Assessment of RELAP5/MOD2 using Semiscale large break loss-of-coolant experiment S-06-3

This report presents the results of the RELAP5/MOD2 posttest assessment utilizing a Semiscale large break loss-of-coolant experiment numbered S-06-3. Test S-06-3 is a 200% double ended cold leg break experiment performed in Semiscale Mod-1 facility in 1978 for the purpose of investigating the thermal and hydraulic phenomena accompanying a hypothetical large LOCA in a pressurized water reactor (PWR) system and providing a data base for a US Nuclear Regulatory Commission standard problem. Through extensive comparisons between data and best-estimate RELAP5 calculations, the capabilities of RELAP5 to calculate the large LOCA accident were assessed.
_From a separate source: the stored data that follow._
PR #1071, opened 2020-03-19
AE: col metadata parser

fredwes:
Implement parsing for crypto metadata. These changes will allow for parsing of Always Encrypted metadata as part of the column metadata parser, if the Always Encrypted feature is enabled on the connection.
This is another PR of the effort to break down the large Always Encrypted PR into smaller, more manageable ones for review. #1020

*Re-opened


src/token/colmetadata-token-parser.ts
```diff
@@ -56,48 +57,230 @@ function readColumnName(parser: Parser, options: InternalConnectionOptions, inde
...
+}
+
+function readCryptoMetadataOrdinal(parser: Parser, columnEncryptionKeys: EncryptionKeyInfo[][] | undefined, callback: (ordinal: number) => void) {
+  if (!columnEncryptionKeys) {
+    // Ordinal is not provided for SQL function return values
+    callback(0);
+  } else {
+    parser.readUInt16LE((ordinal) => {
+      callback(ordinal);
+    });
```
arthurschreiber, line 144:
```suggestion
    parser.readUInt16LE(callback);
```

src/token/colmetadata-token-parser.ts
```diff
@@ -56,48 +57,230 @@ function readColumnName(parser: Parser, options: InternalConnectionOptions, inde
...
+  });
+}
+
+function readKeyStoreName(parser: Parser, callback: (keyStoreName: string) => void) {
+  parser.readUInt8((keyStoreNameLength) => {
+    parser.readBuffer(2 * keyStoreNameLength, (keyStoreNameBuffer) => {
+      callback(keyStoreNameBuffer.toString('ucs2'));
+    });
+  });
```
arthurschreiber, line 161:
```suggestion
  parser.readBVarChar(callback);
```

src/token/colmetadata-token-parser.ts
```diff
@@ -56,48 +57,230 @@ function readColumnName(parser: Parser, options: InternalConnectionOptions, inde
...
+}
+
+function readKeyPath(parser: Parser, callback: (keyPath: string) => void) {
+  parser.readUInt8((keyPathLength) => {
+    parser.readBuffer(2 * keyPathLength, (keyPathBuffer) => {
+      callback(keyPathBuffer.swap16().toString('ucs2'));
+    });
+  });
```
arthurschreiber, line 169:
```suggestion
  parser.readBVarChar(callback);
```

src/token/colmetadata-token-parser.ts
```diff
@@ -56,48 +57,230 @@ function readColumnName(parser: Parser, options: InternalConnectionOptions, inde
...
+}
+
+function readAlgorithmName(parser: Parser, callback: (algorithmName: string) => void) {
+  parser.readUInt16BE((algorithmNameLength) => {
+    parser.readBuffer(2 * algorithmNameLength, (algorithmNameBuffer) => {
+      callback(algorithmNameBuffer.toString('ucs2'));
+    });
+  });
```
arthurschreiber, line 177:
```suggestion
  parser.readUsVarChar(callback);
```

src/connection.ts
```diff
@@ -175,6 +175,7 @@ export interface InternalConnectionOptions {
   requestTimeout: number;
   rowCollectionOnDone: boolean;
   rowCollectionOnRequestCompletion: boolean;
+  serverSupportsColumnEncryption: boolean;
```
arthurschreiber, line 178: Is this connection level option required? 🤔 I see there is another flag returned with the column metadata flags that should be enough to distinguish whether encrypted data is send or not.

src/metadata-parser.ts
```diff
@@ -102,223 +107,247 @@ function readUDTInfo(parser: Parser, callback: (udtInfo: UdtInfo | undefined) =>
...
-                scale: undefined,
-                dataLength: undefined,
-                schema: undefined,
-                udtInfo: udtInfo
-              });
-            });
+function parseFlags(parser: Parser, callback: (flags: number) => void) {
+  parser.readUInt16LE((flags) => {
+    callback(flags);
+  });
```
arthurschreiber, line 330:
```suggestion
  parser.readUInt16LE(callback);
```

src/token/colmetadata-token-parser.ts
```diff
@@ -56,48 +57,230 @@ function readColumnName(parser: Parser, options: InternalConnectionOptions, inde
...
+  // AEAD_AES_256_CBC_HMAC_SHA512
+  if (cipherAlgorithmId !== 0) {
+    return callback();
+  }
+
+  parser.readUInt8((nameSize) => {
+    parser.readBuffer(nameSize, (algorithmNameBuffer) => {
+      callback(algorithmNameBuffer.toString('ucs2'));
+    });
+  });
```
arthurschreiber, line 134:
```suggestion
  parser.readBVarChar(callback);
```

src/token/colmetadata-token-parser.ts
fredwes: `parser.readBVarChar(callback);` doesn't do the `swap16` needed here

src/token/colmetadata-token-parser.ts
fredwes: `parser.readUsVarChar` doesn't do `readUInt16BE` needed here

src/connection.ts
fredwes: That flag is returned on a per column basis (is this an encrypted column or not).

This option is at connection level because we need to know to parse the encryption keys (for the result set as a whole) before we parse the metadata for each column. If the server has negotiated the always encrypted feature to be enabled when the connection initializes then this flag should be set to true on the connection.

Emphasis was placed on the capability of the code to calculate break flow rates during system blowdown stage, emergency core cooling system (ECCS) injection bypass during refill stage, quenching during reflood stage, and the peak cladding temperature (PCT) behavior throughout the whole experiment. Besides, effects of several different modelings which include radial connections between core hot and average channels, maximum number of heat slab axial interval for 2-D reflood calculation, number of nodes representing the core, cross-flow junctions on vessel entrances, reflood calculation etc., were all investigated.